• [PROVIDED DATA]

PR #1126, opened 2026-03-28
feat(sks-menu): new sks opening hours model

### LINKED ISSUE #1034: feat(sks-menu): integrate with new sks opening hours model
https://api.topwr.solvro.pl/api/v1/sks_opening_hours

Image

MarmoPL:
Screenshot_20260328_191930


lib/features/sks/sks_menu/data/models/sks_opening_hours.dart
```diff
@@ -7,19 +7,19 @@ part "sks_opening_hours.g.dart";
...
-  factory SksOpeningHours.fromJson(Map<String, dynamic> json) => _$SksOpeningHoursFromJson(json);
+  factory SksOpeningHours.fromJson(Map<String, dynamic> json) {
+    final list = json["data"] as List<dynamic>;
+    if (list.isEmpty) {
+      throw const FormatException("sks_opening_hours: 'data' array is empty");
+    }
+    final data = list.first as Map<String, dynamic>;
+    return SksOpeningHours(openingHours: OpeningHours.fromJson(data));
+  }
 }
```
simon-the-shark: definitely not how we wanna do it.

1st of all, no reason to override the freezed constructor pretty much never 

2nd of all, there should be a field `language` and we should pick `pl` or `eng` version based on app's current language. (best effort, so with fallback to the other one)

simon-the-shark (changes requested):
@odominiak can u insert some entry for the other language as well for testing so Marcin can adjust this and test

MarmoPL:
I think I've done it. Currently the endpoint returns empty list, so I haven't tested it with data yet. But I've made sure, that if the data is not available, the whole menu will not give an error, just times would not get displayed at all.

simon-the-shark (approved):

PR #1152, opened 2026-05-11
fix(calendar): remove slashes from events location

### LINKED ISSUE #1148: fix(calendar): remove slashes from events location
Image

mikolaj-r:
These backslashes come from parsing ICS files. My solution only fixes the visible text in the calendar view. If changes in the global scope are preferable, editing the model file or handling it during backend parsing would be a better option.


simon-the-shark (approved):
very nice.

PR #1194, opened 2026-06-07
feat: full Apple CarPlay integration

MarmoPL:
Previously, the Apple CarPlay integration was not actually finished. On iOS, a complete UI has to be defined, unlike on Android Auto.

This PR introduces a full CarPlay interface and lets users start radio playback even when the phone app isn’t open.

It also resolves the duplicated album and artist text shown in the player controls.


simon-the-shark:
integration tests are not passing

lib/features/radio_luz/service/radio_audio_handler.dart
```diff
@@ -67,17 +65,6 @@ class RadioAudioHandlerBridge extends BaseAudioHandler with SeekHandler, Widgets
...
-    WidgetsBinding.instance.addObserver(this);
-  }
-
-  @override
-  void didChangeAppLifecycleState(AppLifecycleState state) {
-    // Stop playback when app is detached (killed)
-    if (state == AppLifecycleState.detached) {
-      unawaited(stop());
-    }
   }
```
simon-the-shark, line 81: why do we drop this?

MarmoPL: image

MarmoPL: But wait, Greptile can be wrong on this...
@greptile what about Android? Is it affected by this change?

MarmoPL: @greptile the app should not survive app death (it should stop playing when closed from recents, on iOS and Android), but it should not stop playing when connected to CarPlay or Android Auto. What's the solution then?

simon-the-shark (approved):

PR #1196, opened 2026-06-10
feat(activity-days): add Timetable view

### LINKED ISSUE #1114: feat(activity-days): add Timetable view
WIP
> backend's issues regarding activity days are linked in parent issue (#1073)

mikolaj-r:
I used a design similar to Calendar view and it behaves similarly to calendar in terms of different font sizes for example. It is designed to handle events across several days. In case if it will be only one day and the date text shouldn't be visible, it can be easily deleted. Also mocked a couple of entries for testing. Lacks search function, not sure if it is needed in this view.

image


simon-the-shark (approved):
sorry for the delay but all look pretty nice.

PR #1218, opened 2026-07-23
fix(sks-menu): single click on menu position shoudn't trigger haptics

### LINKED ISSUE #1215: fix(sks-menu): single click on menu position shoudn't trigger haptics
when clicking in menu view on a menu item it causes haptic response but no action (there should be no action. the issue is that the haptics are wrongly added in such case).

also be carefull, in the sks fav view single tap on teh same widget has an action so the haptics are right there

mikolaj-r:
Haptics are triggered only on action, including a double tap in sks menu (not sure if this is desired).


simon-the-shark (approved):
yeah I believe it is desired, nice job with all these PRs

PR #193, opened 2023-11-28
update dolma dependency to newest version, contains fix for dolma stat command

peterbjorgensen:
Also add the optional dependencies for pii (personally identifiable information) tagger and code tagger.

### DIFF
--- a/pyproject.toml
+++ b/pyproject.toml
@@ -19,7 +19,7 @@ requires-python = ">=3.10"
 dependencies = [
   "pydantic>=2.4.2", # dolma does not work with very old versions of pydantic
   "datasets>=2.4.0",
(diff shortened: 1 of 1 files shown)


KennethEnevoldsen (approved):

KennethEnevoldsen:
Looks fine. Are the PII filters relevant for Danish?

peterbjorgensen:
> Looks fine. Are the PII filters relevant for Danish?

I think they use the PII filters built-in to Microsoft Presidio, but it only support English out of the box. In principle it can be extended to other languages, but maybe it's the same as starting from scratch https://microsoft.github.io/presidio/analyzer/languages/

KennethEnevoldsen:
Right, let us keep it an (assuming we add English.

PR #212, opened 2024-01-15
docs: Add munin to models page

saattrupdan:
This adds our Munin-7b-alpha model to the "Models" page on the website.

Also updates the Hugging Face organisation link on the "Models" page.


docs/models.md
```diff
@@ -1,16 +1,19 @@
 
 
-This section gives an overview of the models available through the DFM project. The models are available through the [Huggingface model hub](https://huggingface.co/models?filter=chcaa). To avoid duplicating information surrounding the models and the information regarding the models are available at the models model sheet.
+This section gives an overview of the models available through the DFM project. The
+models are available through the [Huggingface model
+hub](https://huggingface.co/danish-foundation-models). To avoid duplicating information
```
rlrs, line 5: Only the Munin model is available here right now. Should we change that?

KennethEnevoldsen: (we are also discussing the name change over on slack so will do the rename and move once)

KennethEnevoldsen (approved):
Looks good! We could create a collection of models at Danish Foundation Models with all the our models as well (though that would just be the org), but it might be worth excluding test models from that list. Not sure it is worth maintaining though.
==
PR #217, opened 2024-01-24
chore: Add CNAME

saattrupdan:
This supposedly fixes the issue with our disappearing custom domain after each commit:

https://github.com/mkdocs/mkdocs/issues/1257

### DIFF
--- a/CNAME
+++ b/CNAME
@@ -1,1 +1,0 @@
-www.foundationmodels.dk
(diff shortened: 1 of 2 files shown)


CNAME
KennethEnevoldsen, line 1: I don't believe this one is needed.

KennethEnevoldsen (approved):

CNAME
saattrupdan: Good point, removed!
---
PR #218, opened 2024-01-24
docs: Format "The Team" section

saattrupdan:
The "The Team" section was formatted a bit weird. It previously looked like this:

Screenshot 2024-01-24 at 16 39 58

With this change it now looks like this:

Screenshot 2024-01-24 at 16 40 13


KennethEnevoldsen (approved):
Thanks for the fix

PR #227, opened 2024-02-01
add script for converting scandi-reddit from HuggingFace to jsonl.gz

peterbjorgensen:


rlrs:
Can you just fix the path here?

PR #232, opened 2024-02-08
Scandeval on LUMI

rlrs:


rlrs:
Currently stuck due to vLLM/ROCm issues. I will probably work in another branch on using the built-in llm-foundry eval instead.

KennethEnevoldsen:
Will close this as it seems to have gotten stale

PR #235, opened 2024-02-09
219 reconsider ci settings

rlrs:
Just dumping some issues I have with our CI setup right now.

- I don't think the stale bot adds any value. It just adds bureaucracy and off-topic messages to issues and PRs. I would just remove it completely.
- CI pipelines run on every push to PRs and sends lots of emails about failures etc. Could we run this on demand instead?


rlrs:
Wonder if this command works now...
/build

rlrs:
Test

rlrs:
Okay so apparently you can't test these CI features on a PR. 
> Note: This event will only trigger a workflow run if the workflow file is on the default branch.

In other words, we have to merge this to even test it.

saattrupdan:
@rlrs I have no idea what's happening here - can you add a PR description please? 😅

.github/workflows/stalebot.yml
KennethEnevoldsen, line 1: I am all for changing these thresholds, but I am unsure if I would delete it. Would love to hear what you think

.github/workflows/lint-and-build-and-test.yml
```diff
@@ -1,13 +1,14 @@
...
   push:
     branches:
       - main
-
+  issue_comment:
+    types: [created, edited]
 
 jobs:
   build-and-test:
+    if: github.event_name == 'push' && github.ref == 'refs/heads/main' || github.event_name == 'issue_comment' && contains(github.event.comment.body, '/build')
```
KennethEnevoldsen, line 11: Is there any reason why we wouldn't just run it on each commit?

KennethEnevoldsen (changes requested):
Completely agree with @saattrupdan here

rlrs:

• [YOUR INSTRUCTIONS]
When a line in the listing has the word "desired", return that line.

• [RESPONSE]
Haptics are triggered only on action, including a double tap in sks menu (not sure if this is desired).
yeah I believe it is desired, nice job with all these PRs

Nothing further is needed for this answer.